O’Neal will likely get more media attention at next week’s tournament than he has since his unfortunate Q-school experience almost two decades ago, but will still have the challenge of preparing himself to play on a course he has never seen in person.
“I have no experience on the course,” he said. “I only know what from I’ve seen. When you play different tour events, it’s like that. Plus there will be so much stuff going on like media.”
With his 50th birthday in the not too distant future, O’Neal has begun to think about the Champions Tour, but his more immediate goal is a return to the Web.com Tour. He expects to play in some Monday qualifiers beginning in March, with the hope that a strong showing or two could get him back on the tour on a regular basis.

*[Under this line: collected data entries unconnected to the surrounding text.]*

PR #1986, opened 2022-02-22
[WIP] add find_prior function

aloctavodia:
This is a proof of concept of a new ArviZ function, tentatively named `find_prior`. This is inspired in a recent function added to PyMC, but here I am trying to extend the functionality and offer a solution that works outside of PyMC.

The function is called

```python
az.find_prior("normal", lower=-3, upper=3, mass=0.90)
```

In this case we are asking to return the parameters of a normal distribution with 90% mass between `lower` and `upper`. The function returns 3 objects:

* axes: matplotlib axes
* rv_frozen : scipy.stats.distributions.rv_frozen
* opt: scipy.optimize.OptimizeResult

Having access to the `rv_frozen`, allow the user to then ask for other quantities like the mean, std, quantiles. make other plots, etc. 

Optionally, the function also generates a plot.

for example 
```python
lower = 0
upper = 1.5
ax, st, opt = az.find_prior("lognormal", lower=lower, upper=upper, mass=0.95)
ax, st, opt = az.find_prior("lognormal", lower=lower+0.5, upper=upper, mass=0.95, ax=ax)
```
index

Another example. The `extra` argument is used to indicate the degrees of freedom of the Student-T distribution.

```python
ax, st, opt = az.find_prior("normal", lower=-3, upper=3, mass=0.90)
ax, st, opt = az.find_prior("student", lower=-3, upper=3, mass=0.90, extra=5, ax=ax)
```
index

The function has a `parametrization` argument, currently it only has two options "pymc" and "scipy". The reason for having this  arguments is that distributions are parametrized in different ways in different PPLs/packages. 

Probably still a lot of room for improvement but I would like to see if we can agree on a minimal set of features for a first merge. Also, I am suggesting to host at least part of the new "prior elicitation" functionality inside a new `priors` module/folder with a new `prior_utils.py`, that could be shared with other upcoming prior-related functions like those in #1965.

### DIFF
--- a/arviz/__init__.py
+++ b/arviz/__init__.py
@@ -32,6 +32,7 @@ _log = Logger("arviz")
 from .data import *
 from .plots import *
 from .plots.backends import *
+from .priors import *
 from .stats import *
 from .rcparams import rc_context, rcParams
 from .utils import Numba, Dask, interactive_backend
--- a/arviz/priors/__init__.py
+++ b/arviz/priors/__init__.py
@@ -1,0 +1,9 @@
+# pylint: disable=wildcard-import
+"""Functions to assist prior elicitation"""
+from .find_prior import find_prior
+from .prior_utils import *
+
+
+__all__ = [
+    "find_prior",
+]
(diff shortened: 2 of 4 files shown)


aloctavodia:
closing in favor of https://github.com/arviz-devs/preliz

PR #1988, opened 2022-02-26
Added filter_vars argument to plot_density

### LINKED ISSUE #1225: plot_density has no filter_vars argument
I think it should have the argument. It may be a little more complicated given the multiple idata input but is should still be feasible.

prahasR:
## Description

`filter_vars` argument added to `plot_density`.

“I would definitely like to play that tour again,” O’Neal said. “I’d like to get the opportunity to play a full season and do that before I turn 50.”
O’Neal’s 50th birthday is still 3 ½ years away, but he already had some inspiration to last him until then. Augusta’s Scott Parel, a career journeyman who spent most of his career toiling in obscurity on the Web.com Tour, much of it along side O’Neal, has emerged as one of top Champions Tour players the past year or two.
“What Scott has done out there is inspiring,” O’Neal observed. “It’s helped keep my hopes up, because if he can do it, I can do it. I definitely think about that.”
At the same time, O’Neal recognizes “I still have a little bit of time left before I turn 50.”
Last year, O’Neal passed on Web.com Q-school to take a shot at qualifying for the European Tour. Having to adjust to colder weather and a different time zone did not make O’Neal’s task any easier, and even though he admitted he “did not play that well,” O’Neal missed advancing by only two shots, and has not ruled out giving it another shot.
O’Neal has some experience playing overseas, both early in his career and more recently in South America. He played the Asian Tour and won a tournament in Morocco during a brief trip to compete on a European developmental tour, and won tournaments in Colombia and Chile in 2013 and the Dominican Republic in 2016 during his successful stint on the LatinoAmerica Tour.
“I enjoy traveling, but then again, I don’t,” O’Neal said. “The long flights are not too bad, but going through customs gets old. But at the end of the day, I’m fortunate to be able to play golf for a living.”
O’Neal is a lifelong Savannah resident and he and his wife Melody have two children ages 17 and 12. He plays out of Savannah Quarters.